----- Exercise materials

PR #1011, opened 2026-05-15
fix(provekit-cli): wire concept-shape catalog from menagerie into bind

TSavo:
## Summary

Replaces the 2-entry `seed_catalog()` stub with a real loader that walks the menagerie. The TODO comment in cmd_bind.rs:1755 has been pending since the bind CLI landed; this lands the production path.

## What changed

- `CatalogEntry` gains a `shape_cid: String` field.
- `Catalog::match_shape()` tries shape-CID lookup first, falls back to the legacy `classify()` string match for the two stub entries (retry-loop, guard-then-commit). Both pathways coexist.
- `seed_catalog()` walks:
  - `menagerie/concept-shapes/catalog/abstractions/*.json` — abstraction-tier ConceptAbstractionMementos. Name from `memento.operator`, CID from filename or memento body.
  - `menagerie/concept-shapes/specs/*_shape.spec.json` — algorithm-tier op shapes. Name from `fn_name`, CID from JCS(spec).
- Workspace-root discovery via CWD ancestors / `CARGO_MANIFEST_DIR`.

## Empirical signal

Catalog count: **93 entries** loaded (vs 2 in the stub).

`Value::null` lift output now matches at runtime:

```
op=return   concept=concept:return  catalog=LOADED specs/return_shape.spec.json
op=call:new concept=concept:new     catalog=LOADED specs/new_shape.spec.json
MATCH concept:identity              abstractions/concept:identity.blake3-512:6920f6e2...json
```

## Tests

- `cmd_bind::tests::seed_catalog_loads_real_concept_shape_catalog` (asserts >10 entries, finds concept:identity).
- `cmd_bind::tests::catalog_matches_loaded_shape_cid_before_legacy_classification`.

Build green. Existing tests pass.

## Out of scope

- No new memento types.
- No new specs.
- No menagerie data changes (loading existing data only).
- No body-template work in python-canonical-bodies-libprovekit.json (Track C).
- No lifter changes (Track B).

## Summary by CodeRabbit

* **New Features**
  * Concept catalog now uses shape-aware matching for improved accuracy in classification and clustering.
  * Catalog data is now dynamically loaded from disk instead of using static defaults.

* **Tests**
  * Added and updated unit tests to verify shape-based matching and dynamic catalog loading behavior.

[Review Change Stack](https://app.coderabbit.ai/change-stack/TSavo/provekit/pull/1011)

### DIFF
--- a/implementations/rust/provekit-cli/src/cmd_bind.rs
+++ b/implementations/rust/provekit-cli/src/cmd_bind.rs
@@ -1729,11 +1729,12 @@ fn classify_value(value: &serde_json::Value) -> &'static str {
     }
 }
 
-// ---- Seed catalog (v0 stub — production loads signed ConceptAbstractionMementos) ----
+// ---- Concept-shape catalog -------------------------------------------------
 
 struct CatalogEntry {
     id: String,
     name: String,
+    shape_cid: String,
     classification: &'static str,
 }
 
@@ -1742,7 +1743,11 @@ struct Catalog {
 }
 
 impl Catalog {
-    fn match_shape(&self, _shape_cid: &str, shape: &TermShape) -> Option<&CatalogEntry> {
+    fn match_shape(&self, shape_cid: &str, shape: &TermShape) -> Option<&CatalogEntry> {
+        if let Some(entry) = self.entries.iter().find(|e| e.shape_cid == shape_cid) {
+            return Some(entry);
+        }
+
         let cls = shape.classify();
         if cls == "unknown" {
             return None;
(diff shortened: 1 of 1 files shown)


TSavo (commented):
**MERGE-WITH-NITS** — substrate-correctness sweep clears (a)-(g) cleanly.

Adversarial check results:

**(a) Determinism — PASS.** `catalog_json_files` collects via `walkdir`, then `paths.sort()`. OS-stable byte-order across ext4/APFS.
**(b) Signature verification — DOCUMENT-AND-DEFER.** Abstraction docs carry `signature` field; loader reads `memento.operator` and `cid` directly without verifying. Not a regression (the stub had no menagerie load at all), but the substrate's first principle is signed evidence; loading unverified will accrue as structural debt. Open a follow-up to verify `signature` over `memento` before admission, or at minimum log a warning when `signature` is absent. The TODO should be in-tree, not just in PR commentary.
**(c) Symlink/ancestor escape — PASS.** `walkdir` default does not follow symlinks; `menagerie/concept-shapes` contains no symlinks. The ancestor walk only joins `menagerie/concept-shapes` and returns on first `is_dir()` hit; it cannot escape to siblings.
**(d) Backward compat — PASS.** Two legacy entries preserved verbatim in `legacy_classification_entries()`, appended after the loaded set. `match_shape` still falls through to classify-string match. The two prior callers at cmd_bind.rs:823 and :919 pass real shape CIDs from lifts; their behavior on previously-admitted inputs is unchanged.
**(e) CID stability — PASS.** Nothing in this PR touches how lift-side shape CIDs are computed; only how match candidates are sourced. Byte-identical preservation holds for inputs the substrate already admitted.
**(f) Tests — REAL.** Both new tests run on the binary target (`cargo test -p provekit-cli --bin provekit 'cmd_bind::tests::'`) and pass. `seed_catalog_loads_real_concept_shape_catalog` walks the real menagerie. `catalog_matches_loaded_shape_cid_before_legacy_classification` asserts CID-first ordering with a real CID.
**(g) Empirical — VERIFIED with off-by-one.** Filesystem has 18 abstractions + 74 specs + 2 legacy = **94 entries**, not 93 as claimed. Trivial. The `cid` field in every abstraction matches the filename-embedded CID, so `load_catalog_abstraction` produces the same CID via either path.

**Nits:**
1. Loader skips `signature` verification. Add a `// TODO(signature-verify):` in `load_catalog_abstraction` or a follow-up issue; do not let "loaded from menagerie" silently imply "verified."
2. PR description says 93 entries; actual is 94.
3. Latent empty-string match risk: `legacy_classification_entries()` sets `shape_cid: String::new()`. The `find(|e| e.shape_cid == shape_cid)` in `match_shape` is unconditional, so an empty `shape_cid` argument would match the first legacy entry before classify fallback runs. Not triggered today (callers pass real CIDs), but trivially defended with `if !shape_cid.is_empty() { ... }` or by skipping empty-CID entries in the loop.
4. Spec-tier match is not covered by a unit test (only abstraction tier is). The PR's `op=return → spec catalog hit` line is plausible but unasserted; consider a third test that constructs a known spec CID via the same `blake3_512_of(encode_jcs(json_to_value(&spec)))` path and asserts a match against the loaded spec entry.

None of the nits block correctness on previously-admitted inputs. Land it; queue the signature-verification follow-up.

Co-Authored-By: Claude Opus 4.7 <noreply@anthropic.com>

----------

*Brief*
From the data above, show each line that contains "CIDs".

*Response to this task*
**(d) Backward compat — PASS.** Two legacy entries preserved verbatim in `legacy_classification_entries()`, appended after the loaded set. `match_shape` still falls through to classify-string match. The two prior callers at cmd_bind.rs:823 and :919 pass real shape CIDs from lifts; their behavior on previously-admitted inputs is unchanged.
**(e) CID stability — PASS.** Nothing in this PR touches how lift-side shape CIDs are computed; only how match candidates are sourced. Byte-identical preservation holds for inputs the substrate already admitted.
3. Latent empty-string match risk: `legacy_classification_entries()` sets `shape_cid: String::new()`. The `find(|e| e.shape_cid == shape_cid)` in `match_shape` is unconditional, so an empty `shape_cid` argument would match the first legacy entry before classify fallback runs. Not triggered today (callers pass real CIDs), but trivially defended with `if !shape_cid.is_empty() { ... }` or by skipping empty-CID entries in the loop.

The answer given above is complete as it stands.